Support vector classifiers are quite similar to logistic regression. This has to do with them having similar loss functions (the functions used to estimate the parameters). In situations where the classes are well separated, SVM (more generally), tend to do better than logistic regression and when they are not well separated, logistic regression tends to do better (James et al., 2013).

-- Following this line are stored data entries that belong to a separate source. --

PR #163, opened 2021-09-08
Support for Ping

ANISH-GOTTAPU:
[Please view the proposed changes using the redocly API viewer](https://redocly.github.io/redoc/?url=https://raw.githubusercontent.com/open-traffic-generator/models/ping/artifacts/openapi.yaml#operation/update_flow_state)

The below is the example script for ping requests from user's perspective
 
```
def test_ping(api, b2b_raw_config, utils):
    """
    Demonstrates test to send ipv4 and ipv6 pings

    Return the ping responses and validate as per user's expectation
    """
    port1, port2 = b2b_raw_config.ports
    d1, d2 = b2b_raw_config.devices.device(
        name="tx_bgp").device(name="rx_bgp")
    d1.container_name, d2.container_name = port1.name, port2.name
    eth1, eth2 = d1.ethernet, d2.ethernet
    eth1.mac, eth2.mac = "00:00:00:00:00:11", "00:00:00:00:00:22"
    ip1, ip2 = eth1.ipv4, eth2.ipv4
    ipv61, ipv62 = eth1.ipv6, eth2.ipv6
    eth1.name, eth2.name = "eth1", "eth2"
    ip1.name, ip2.name = "ip1", "ip2"
    ipv61.name, ipv62.name = "ipv6-1", "ipv6-2"

    ip1.address = "10.1.1.1"
    ip1.gateway = "10.1.1.2"
    ip1.prefix = 24

    ip2.address = "10.1.1.2"
    ip2.gateway = "10.1.1.1"
    ip2.prefix = 24

    ipv61.address = "3000::1"
    ipv61.gateway = "3000::2"
    ipv61.prefix = 64

    ipv62.address = "3000::2"
    ipv62.gateway = "3000::1"
    ipv62.prefix = 64

    api.set_config(b2b_raw_config)

    utils.start_traffic(api, b2b_raw_config, start_capture=False)

    try:
        req = api.ping_request()
        p1, p2, p3, p4 = req.endpoints.ipv4().ipv4().ipv6().ipv6()
        p1.src_name = ip1.name
        p1.dst_ip = "10.1.1.2"
        p2.src_name = ip1.name
        p2.dst_ip = "10.1.1.3"
        p3.src_name = ipv62.name
        p3.dst_ip = "3000::1"
        p4.src_name = ipv62.name
        p4.dst_ip = "3000::9"

        responses = api.send_ping(req).responses
        for resp in responses:
            if resp.src_name == ip1.name and resp.dst_ip == "10.1.1.2":
                assert resp.result == "success"
            elif resp.src_name == ip1.name and resp.dst_ip == "10.1.1.3":
                assert resp.result == "failure"
            elif resp.src_name == ipv62.name and resp.dst_ip == "3000::1":
                assert resp.result == "success"
            elif resp.src_name == ipv62.name and resp.dst_ip == "3000::9":
                assert resp.result == "failure"
    except Exception as e:
        utils.stop_traffic(api, b2b_raw_config)
        raise Exception

```


ajbalogh (changes requested):
The model is limiting in that only a single ping can be sent at any time, if there were multiple sources, multiple calls would have to be made. The model should be flexible enough to take as many ping sources, with each ping source having multiple destinations. The result should be flexible enough to grow over time which makes it a Ping.Result object. This allows the result to accomodate any ping content a user may want even though it is not yet outlined.

api/api.yaml
```diff
@@ -139,6 +139,33 @@ paths:
...
+        content:
+          application/json:
+            schema:
+              $ref: '../control/control.yaml#/components/schemas/Ping.Request'
+      responses:
+        '200':
+          description: >-
+            Capture ping response from the traffic generator. 
+          content:
+            application/json:
```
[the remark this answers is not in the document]
ANISH-GOTTAPU: updated

ANISH-GOTTAPU:
> The model is limiting in that only a single ping can be sent at any time, if there were multiple sources, multiple calls would have to be made. The model should be flexible enough to take as many ping sources, with each ping source having multiple destinations. The result should be flexible enough to grow over time which makes it a Ping.Result object. This allows the result to accomodate any ping content a user may want even though it is not yet outlined.

@ajbalogh : updated as per the comment, I have added ping.yaml under control folder..please let me know if I have to create one more folder for ping and move the file there

control/control.yaml
```diff
@@ -113,3 +113,15 @@ components:
             Route specific states
           type: string
           enum: [withdraw, advertise]
+
+    Ping.Request:
+      description: >-
+        Ping request details
+      type: object
+      properties:
+        ping:
```
ajbalogh, line 122: This should be plural 'pings'

control/ping.yaml
```diff
@@ -0,0 +1,93 @@
...
+              destination address
+            type: string
+            format: ipv4
+    
+    Ping.Ipv6:
+      type: object
+      properties:
+        src_name:
+          description: >-
+            The name of source to send ping.
```
ajbalogh, line 48: Make this description similar to the one for ipv4 src_name

ajbalogh (changes requested):

control/control.yaml
ANISH-GOTTAPU: changed to pings

control/ping.yaml
ANISH-GOTTAPU: updated

control/ping.yaml
```diff
@@ -0,0 +1,93 @@
...
+    All ping schemas
+  version: ^0.0.0
+
+components:
+  schemas:
+    Ping:
+      type: object
+      properties:
+        choice:
+          description: ipv4 or ipv6 ping
```
ankur-sheth, line 15: IPv4 or IPv6 ping.

control/ping.yaml
```diff
@@ -0,0 +1,93 @@
...
+      properties:
+        src_name:
+          description: >-
+            A base IPv4 interface
+          type: string
+          x-constraint:
+          - '/components/schemas/Device.Ipv4Base/properties/name'
+        dst_ips:
+          description: >-
+              Array of destination ipv4 addresses
```
ankur-sheth, line 35: Array of IPv4 addresses to ping.

control/ping.yaml
```diff
@@ -0,0 +1,93 @@
...
+      properties:
+        src_name:
+          description: >-
+            A base IPv6 interface
+          type: string
+          x-constraint:
+          - '/components/schemas/Device.Ipv6Base/properties/name'
+        dst_ips:
+          description: >-
+              Array of destination ipv6 addresses
```
ankur-sheth, line 54: Array of IPv6 addresses to ping.

control/ping.yaml
```diff
@@ -0,0 +1,93 @@
...
+          type: string
+          x-constraint:
+          - '/components/schemas/Device.Ipv4Base/properties/name'
+        dst_ips:
+          description: >-
+              Array of destination ipv4 addresses
+          type: array
+          items:
+            description: >-
+              destination address
```
ankur-sheth, line 39: Destination address.

control/ping.yaml
```diff
@@ -0,0 +1,93 @@
...
+          type: string
+          x-constraint:
+          - '/components/schemas/Device.Ipv6Base/properties/name'
+        dst_ips:
+          description: >-
+              Array of destination ipv6 addresses
+          type: array
+          items:
+            description: >-
+              destination address
```
ankur-sheth, line 58: Destination address.

control/ping.yaml
```diff
@@ -0,0 +1,93 @@
...
+            type: string
+            format: ipv6
+    
+    Ping.Response:
+      description: >-
+        A container for the different ping responses.
```
ankur-sheth, line 64: A container for ping responses.

control/ping.yaml
```diff
@@ -0,0 +1,93 @@
...
+          type: array
+          items:
+            $ref: '#/components/schemas/Response'
+
+    Response:
+      type: object
+      properties:
+        src_name:
+          description: >-
+            The name of the source the ping is requested
```
ankur-sheth, line 77: The name of the source IPv4 or IPv6 interface from which ping was sent.

control/ping.yaml
```diff
@@ -0,0 +1,93 @@
...
+          type: string
+          x-constraint:
+            - '/components/schemas/Device.Ipv4Base/properties/name'
+            - '/components/schemas/Device.Ipv6Base/properties/name'
+        dst_ip:
+          description: >-
+            destination address
```
ankur-sheth, line 84: Destination address.

control/ping.yaml
```diff
@@ -0,0 +1,93 @@
...
+          type: string
+        result:
+          description: >-
+            destination address
```
ankur-sheth, line 88: Result of the ping request.

api/api.yaml
```diff
@@ -139,6 +139,32 @@ paths:
         '500':
           $ref: '../result/request.yaml#/components/responses/InternalServerError'
 
+  /control/ping:
```
ankur-sheth, line 142: I'm presuming here that the API will wait for a certain amount of time (might even be 50ms) before returning.  From the description it is not clear how long the API will wait.  
Also, it is assumed that only one ping packet will be sent?

api/api.yaml
```diff
@@ -139,6 +139,32 @@ paths:
...
+    post:
+      tags: ['Control']
+      operationId: send_ping
+      description: >-
+        Control operation to send ping
```
ankur-sheth, line 147: API to send an IPv4 and/or IPv6 ICMP Echo Request(s).

ankur-sheth (changes requested):

control/ping.yaml
ANISH-GOTTAPU: updated

control/ping.yaml
ANISH-GOTTAPU: updated

control/ping.yaml
ANISH-GOTTAPU: updated

control/ping.yaml
ANISH-GOTTAPU: updated

control/ping.yaml
ANISH-GOTTAPU: updated

control/ping.yaml
ANISH-GOTTAPU: updated

control/ping.yaml
ANISH-GOTTAPU: updated

api/api.yaml
ANISH-GOTTAPU: As of now we are just returning if ping is a success or failed, right now it depends on the default time as per the implementation on particular product.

Let’s compare logistic regression to the support vector classier. We’ll begin by fitting the model
lr_fit <- glm(science_tr ~ reading + math + grade1 + computer + own.room + ESCS +
EMOSUPS + COOPERATE,
data = train,
family = "binomial")
and then viewing the coefficients.
coef(lr_fit)
(Intercept) reading math grade1 computer own.room
34.92263354 -0.03862266 -0.04140528 -0.14934789 0.07882287 0.23195757
ESCS EMOSUPS COOPERATE
-0.10357636 -0.00733228 -0.08985897
How does it do relative to our best support vector classifier on the training and the testing data sets? For the training data set:
lr_train <- table(train$science_tr,
round(predict(lr_fit, type = "response")))
lr_train
0 1
High 1421 157
Low 133 1251
eval_classifier(lr_train)
accuracy sensitivity specificity
1 0.9020932 0.900507 0.9039017
and then for the testing data set:
lr_test <- table(test$science_tr,
round(predict(lr_fit, newdata = test, type = "response")))
lr_test
0 1
High 625 51
Low 46 546
eval_classifier(lr_test)
accuracy sensitivity specificity
1 0.9235016 0.9245562 0.9222973
Equivalent out to the hundredths place. Either model would be fine here.